Nato a Cervignano del Friuli il 17 aprile 1909 da una famiglia di modesti commercianti, svolge il servizio militare a Cuneo come sottotenente nell’artiglieria di montagna. A ventidue anni si trasferisce a Torino per studiare, ma dopo un solo anno abbandona l’Istituto Tecnico Industriale Avogadro per dedicarsi esclusivamente all’alpinismo. Viene soprannominato “il Fortissimo” per le sue scalate eccezionali. Nel 1933 vince il Trofeo Mezzalama con la sua squadra per una gara di scialpinismo in tecnica classica sul Monte Rosa. Il 16 settembre 1946 muore sul Mont Blanc du Tacul, a causa di una corda doppia incastrata, durante una scalata effettuata insieme a Giuseppe Gagliardone.
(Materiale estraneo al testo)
PR #236, opened 2026-06-29
Fix can-mirror losing children with identical or mixed children

spencerc99:
## Problem

`can-mirror` is supposed to mirror an element's full DOM subtree across clients, but it dropped or corrupted children whenever the subtree contained **multiple identical children** (e.g. a grid of identical `` tiles) or a **mix of text and element nodes**.

The reported symptom: a container with several identical cat images — removing the *last* child removed *all* of them on connected clients.

### Root cause

Two separate defects, both stemming from matching DOM nodes to stored state by value rather than by position:

1. **Observe side (`updateChildList`).** Children were reconciled by value-equality (`areStatesEqual`). The add path refused to store a child that "looked the same" as an existing one, so three identical children deduped to a single state entry. With state holding 1 entry but the DOM holding 3, removing one child emptied the lone entry, and the empty state then wiped every child via `updateChildrenFromState`.

2. **Apply side (`updateChildrenFromState`).** Remote state was applied to the DOM strictly by position, assuming the DOM node and the state entry at each index were the same *kind* of node. When a sibling removal shifted things so a text node lined up against element state (or vice versa), it called `updateAttributesFromState` on a text node and threw (`element.attributes` is undefined), blanking the update.

## Fix

1. `updateChildList` now resyncs the entire `children` array from the live DOM by position on each childList mutation (the DOM is the source of truth for order and count). Uses `splice(0, len, ...new)` — the Yjs-proxy-safe in-place array replacement already used by `syncInputState` in this file. The observer runs with `subtree: false` and a `target === element` filter, so this only ever sees direct-child changes.
2. `updateChildrenFromState` now replaces a positional child when its kind (nodeType, or element tag) no longer matches the target state, instead of trying to update it in place. Node-creation logic is factored into a shared `createNodeForState` helper.

## Testing

New `packages/playhtml/src/__tests__/can-mirror.test.ts` drives the real `onMount` MutationObserver → shared state → `updateElement` → DOM path in jsdom (real MutationObserver, real DOM — no mocked behavior), covering:
- removing the last of several identical children removes only one
- same-client round-trip after removal
- sequential removals stay consistent
- add-then-remove (the cleanest reproduction; failed before the observe-side fix)
- remote-client sync after removing an identical child
- mixed text + element children preserve order/count after a middle element is removed (this one surfaced the apply-side crash)

All 6 pass. Type-check clean.

**Live-verified** in a browser against `website/test/mirror.html` with full playhtml init + sync round-trip: adding 3 identical children then removing the last leaves 2 (not 0); removing the first element child from a mixed text/element list leaves the correct remaining nodes in order with no console errors.

## Docs

No docs change needed — this is an internal correctness fix to an existing capability with no change to the public attribute/API surface.

## Changeset

Included (`@playhtml/common` patch).

### DIFF
--- a/.changeset/can-mirror-identical-children.md
+++ b/.changeset/can-mirror-identical-children.md
@@ -7,3 +7,5 @@ Fix `can-mirror` dropping or corrupting children when an element has multiple id
 The child-list sync matched DOM nodes to stored state by value-equality, so repeated children (e.g. several identical images or list items) were deduplicated into a single entry. Removing one child then emptied the lone entry and wiped every child on connected clients. Child-list mutations now resync from the live DOM by position, preserving order and count.
 
 Applying remote state also reconciled children strictly by position, which threw when a position's node kind changed (e.g. a text node lining up against element state after a sibling was removed). Mismatched nodes are now replaced rather than updated in place.
+
+Applying remote state to an element that was emptied remotely now correctly removes its stale children, instead of leaving them in place.
--- a/.changeset/can-mirror-identical-children.md
+++ b/.changeset/can-mirror-identical-children.md
@@ -1,0 +1,9 @@
+---
+"@playhtml/common": patch
+---
+
+Fix `can-mirror` dropping or corrupting children when an element has multiple identical children or a mix of text and element children.
+
+The child-list sync matched DOM nodes to stored state by value-equality, so repeated children (e.g. several identical images or list items) were deduplicated into a single entry. Removing one child then emptied the lone entry and wiped every child on connected clients. Child-list mutations now resync from the live DOM by position, preserving order and count.
+
+Applying remote state also reconciled children strictly by position, which threw when a position's node kind changed (e.g. a text node lining up against element state after a sibling was removed). Mismatched nodes are now replaced rather than updated in place.
--- a/packages/common/src/canMirror.ts
+++ b/packages/common/src/canMirror.ts
@@ -461,9 +461,10 @@ function updateElementFromState(
     updateAttributesFromState(element as HTMLElement, newState);
     applyFormState(element as HTMLElement, newState.formState);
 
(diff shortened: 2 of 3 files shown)


spencerc99:
Expanded the tests into a thorough behavioral suite (31 tests), organized by capability surface and modeled on the can-mirror playground:

- **attributes** — add / change / remove, native `open` on `<details>`, and confirmation that ephemeral `data-playhtml-hover`/`-focus` are filtered out of persisted state
- **child add/remove** — add, remove, identical children (no dedup), clear-all, reorder
- **mixed text + element children** — order preserved on middle-element removal; node-kind and tag replacement on apply
- **character data** — syncs via `input` event; documents the `subtree: false` boundary (a bare text-child edit with no input event is not observed)
- **form state** — checkbox, radio, text input, textarea, select `selectedIndex`
- **contenteditable** — text edit and list-item add via `input`
- **awareness** — hover/focus attributes reflect any peer
- **apply-side robustness** — no-op when already equal, stale attribute removal, deep nested subtree
- **feedback-loop safety** — applying one's own echoed state doesn't re-trigger the observer
- **sequential convergence** — a multi-step edit walk, including a nested-text change carried along by a root-level re-snapshot

The tests use a two-client harness (source observes → state crosses the wire → sink applies) over the real observe/apply path with a real MutationObserver and DOM. They don't model Yjs CRDT merge semantics — that's runtime-level, out of scope for canMirror's pure DOM↔state logic (noted in the file header).

**The suite found one more bug, now fixed:** applying remote state to an element that was emptied remotely left its stale DOM children in place, because `updateElementFromState` skipped child reconciliation when the target state had zero children. It now always reconciles. Verified live: populating then clearing a `can-mirror` element syncs to empty with no console errors.

spencerc99:
## Code review

PR #246, opened 2026-06-30
Scope can-play composition with built-ins

spencerc99:
## Summary
- Scope bare `can-play` DOM props away from built-in capabilities when an element uses both.
- Add regression coverage for `can-play` + `can-move` composition.
- Document the supported composition behavior and add a patch changeset.
- Fix TypeScript nullability around SyncedStore/page-data proxy access found during package build.
- Leave starter templates unchanged because their current examples do not demonstrate multi-tag composition and remain copy-pasteable.

## Root cause
The runtime read generic DOM element props for every capability tag on a node, so `can-play` props like `defaultData` and `updateElement` could override a built-in initializer such as `can-move`.

## Verification
- `./node_modules/.bin/vitest run --no-typecheck` in `packages/playhtml` (31 files, 284 tests passed; existing perf stdout and expected `can-duplicate` stderr)
- `bun run build` in `packages/playhtml` (passed with existing Sass legacy API warning)
- `/Users/spencerchang/Projects/playhtml/node_modules/.bin/astro build` in `apps/docs` (passed with existing Vite/Astro warnings)
- `git diff --check`

### DIFF
--- a/.changeset/composed-candle.md
+++ b/.changeset/composed-candle.md
@@ -1,0 +1,5 @@
+---
+"playhtml": patch
+---
+
+Keep `can-play` element properties scoped to `can-play` when an element also uses a built-in capability, so custom state can compose with built-in behavior such as `can-move`.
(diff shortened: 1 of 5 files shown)


spencerc99:
## Code review

PR #260, opened 2026-07-02
Fix Wikipedia link patina for absolute article links

spencerc99:
## Summary

- Normalize Wikipedia article links before looking up link patina data, so same-origin relative, protocol-relative, and absolute article URLs all map to the stored `/wiki/...` path.
- Keep namespace and offsite links excluded from link glow rendering.
- Add a regression test for the Wikipedia Main Page-style protocol-relative home link.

Scrive con Renato Chabod il volume Alpinismo, Roma, CAI, 1935; l’autobiografia Scalate nelle Alpi, Torino, Il Verdone, 1945. Tra le prime ascensioni più significative ricordiamo: lo Sperone Est-Nord-est della Cima di Valbona (1933); la Parete Ovest e Cresta Sud-Ovest della Torre Re Alberto (1933); il Couloir Gervasutti – Tour Ronde (1934); il Couloir Gervasutti ‒ Mont Blanc du Tacul (1934); la Parete Nord-Ovest del Pic d’Olan (1934); lo Spigolo Sud della Punta Allievi (1934); il Pic Adolphe (1935); la Cresta Sud del Pic Gaspard (1935). Le vie più importanti da lui aperte sono: Devies-Gervasutti sull’Ailefroide Occidentale (1936); Gervasutti-Boccalatte sulla Punta Gugliermina (1938); Bollini-Gervasutti sul Monte Bianco / Pilone Nord del Freney (1940); Gervasutti sulle Grandes Jorasses (1942), Gervasutti sul Pic Adolphe (1944); Gervasutti sul Petit Capucin (1946).

 

Titolo: Scalate nelle Alpi

Luogo di edizione: Torino

Casa editrice: Il Verdone

Anno di pubblicazione: 1945

Edizione italiana di riferimento: Scalate nelle Alpi, Torino, SEI, 1961.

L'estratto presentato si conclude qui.